Я решила, что рано или поздно наткнусь на изгородь или выйду на дорогу. Пошла наугад, вытянув вперед руки. Но никакой изгороди я не нащупывала. Одна темнота меня окружала, и я даже перепугалась, но потом мне стало просто холодно и в сон потянуло. Пальцы у меня совсем закоченели. Через щели в лаптях попадал снег.
Потом впереди что-то засветилось. Я пошла на свет и очутилась возле белого дерева. Ветви у него были тонкие, и листья не опали, хоть и зима стояла. Ветер шевелил их, и они шелестели, вроде как нашептывали что-то еле слышно. По другую сторону от дерева пролегала дорога — очень гладкая, как лед, и блестящая. Я знала, что это дорога Зимояров. Но такая она была красивая, эта дорога, а я так замерзла и чуть не засыпала на ходу. Я позабыла, что надо бояться. И пошла к блестящей дороге.
Под деревом в ряд лежали плоские камни — по одному на каждой могилке. Матушка их добывала из реки. Два я добыла сама — для матушки и последнего младенчика. Эти два камня были поменьше остальных — мне еще не под силу было ворочать большие камни, как матушке. Когда я переступила через могилы и шагнула к дороге, ветка хлестнула меня по плечам. Да так, что я повалилась наземь и дыхание у меня перехватило. Ветер зашелестел белыми листьями, и я услышала шепот: «Беги домой, Ванда!» Тут мою сонливость как рукой сняло. Я так испугалась, что мигом вскочила на ноги и помчалась к дому, только пятки засверкали. Дом я издалека увидела — фонарь-то все еще горел в окне. А папаня уже вовсю храпел на кровати.
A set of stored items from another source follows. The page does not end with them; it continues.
PR #47, opened 2021-08-24
LIIKUNTA-108 | Implement translations

Jokinen:
Some content was not translated ("micro copy").

This PR adds the `next-i18next` and uses it to provide translations for static non data sourced content.

Translations are sourced from the content management system. They are fetched into the project with `get-translations`.

`next-i18next` handles bundling of necessary translations with each page request. Required translations should be communicated on the page level by using `serverSideTranslationsWithCommon` or `serverSideTranslations`.

Currently translations are copied into version control. It's possible to source them directly from the CMS over the network by configuring a different backend for `i18next`.


tuomas777 (approved):
Looks very good, works as it should, and could not spot even a single missing translated string 🙂 Great job!! 🥇

PR #48, opened 2021-08-25
LIIKUNTA-124 | Fix search term not resetting in the UI

Jokinen:
Previously the search term would not reset on language change. This change forces the value to synchronise with search parameter values. The approach is not ideal, but I would not think of another small fix to resolve the issue.


tuomas777 (approved):
It seems the bug isn't reproducible at the moment for some reason, but of course feel free to merge this anyway if you think this will be more robust 🙂

PR #50, opened 2021-08-25
LIIKUNTA-127 | Fix apollo client being created multiple times

Jokinen:
Fixes issue where a reference was naively mutated from a parameter value. In JS the reference the original value holds can not be changed in this way.

This resulted in the created client not being cached, which meant that it would be created on every request for it. This is the intended behaviour on server side, but on client side the client can be reused for the duration of the session.

Not sure what the practical implications were exactly. I would assume that as the client in essence resets, the cache within does as well, which results in some duplicate data between views being available later (e.g. menus, languages, etc).

In this PR I add a `MutableReference` class to fix the issue and to make this part of the code less oblique and more robust.

FYI @Sartonon , thanks for spotting this!


tuomas777 (approved):
Looks good AFAICT 👍

PR #51, opened 2021-08-25
LIIKUNTA-107 | Fix scroll position when returning to search

Jokinen:
The user can return to the search list by two means
* Using the back button of their browser
* Using the back button in the application UI

**Browser back button**

If the user uses their browser, we shouldn't manage scrolling. Instead the browser should do it for us. There may be some caveats with this behaviour, but broadly speaking a custom implementation would not be better compared to letting the browsers do their best.

To fix scrolling behaviour with the back button, I've included the pagination information (`after`, `first`) in the search parameters. This way we can store and rediscover them by using the same mechanism we use with other search parameters. This should allow Apollo to correctly find the previous query from cache and almost instantly open the previous page--which allows the browser scrolling behaviour to take place correctly.

There's one caveat and that is that the back button does not work in `dev` mode. In `dev` mode each page is forcefully rebuilt every time it's accessed. This causes the loading of the page to stall, which means that the browser scrolls the view to the correct position before the result list has been rendered. This will break scrolling behaviour.

**UI back button**

When the user makes use of the back button in the UI, we can't rely on the browser to do the scrolling for us. Instead we have to implement our own logic for scrolling the view.

I've used an approach where the VenuePage provides a `scrollTo` direction to the SearchPage by including it in the search params it sends to the SearchPage.  SearchPage completes a `querySelector` query over the list items it renders with the value provided in `scrollTo`. The querying happens outside of React in the DOM. If an element is found, its `scrollIntoView` method is used to bring it into view. If it's not found, nothing happens.

The `scrollTo` parameter is lost after the user completes a new query or loads more results by using the pagination.


tuovinensanttu (commented):
Tested this locally and with review environment.
- Locally functionality seems to be working as expected.
- In review environment functionality works with first "load more" action. After that returning from detail page shows 20 results and scroll ends in a wrong position.

I also noticed that the `first` and `after` url params never change, shouldn't these be updated as well when user loads more results (at least the `after` param)?

I tried to add a console log to `search/index` on line 119 to check the `after` value, it seems that the value never changes so maybe something iffy going on with US?

Jokinen:
Yes, the `after` parameter should change. The `first` parameter in essence means page size and it doesn't need to change necessarily.

The differences in the values that come from US are very slight:

eyJvZmZzZXQiOjIwfQ==
eyJvZmZzZXQiOjMwfQ==

It's still possible there's something off with them.

I was able to reproduce the behaviour and will try to find out the cause.

Jokinen:
Rebased to resolve conflicts, because I remembered that they'd be more invasive.

I think the issue was that the new pagination variables were overwritten by the old ones due to an incorrect spread order. Both current search params and the new pagination params are stored in the query parameters. Because search params were applied last, the `after` param within them overwrote the new `after` param.

In a previous version, `useUnifiedSearchParameters` did not return pagination variables.

tuovinensanttu (approved):
Seems to be working now in review. Nice job! 👍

Спустя год старый Якоб, наш сосед, ко мне посватался. Он хотел еще и козу в придачу, но папаня его выставил со словами:
— Мало ему девицы, здоровой да крепкой, так ему еще и козу подавай! Ишь, чего захотел!
С тех пор я стала работать как проклятая. Старалась делать как можно больше папаниной работы. Не хотела я могилок с детками, и сама лечь в такую могилку не хотела. Но я вытянулась, и грудь выросла, а волосы у меня стали длинные и золотистые. В следующие два года еще двое ко мне сватались. Второй так даже был мне незнакомый. Он пришел с дальней от нас окраины города, шесть миль прошагал. И даже выкуп за меня предложил — свинью. Но я уж больно хорошо работала, поэтому папаша заартачился. Три свиньи, говорит, и ни свиньей меньше. Тот незнакомец плюнул с досады да так и ушел ни с чем.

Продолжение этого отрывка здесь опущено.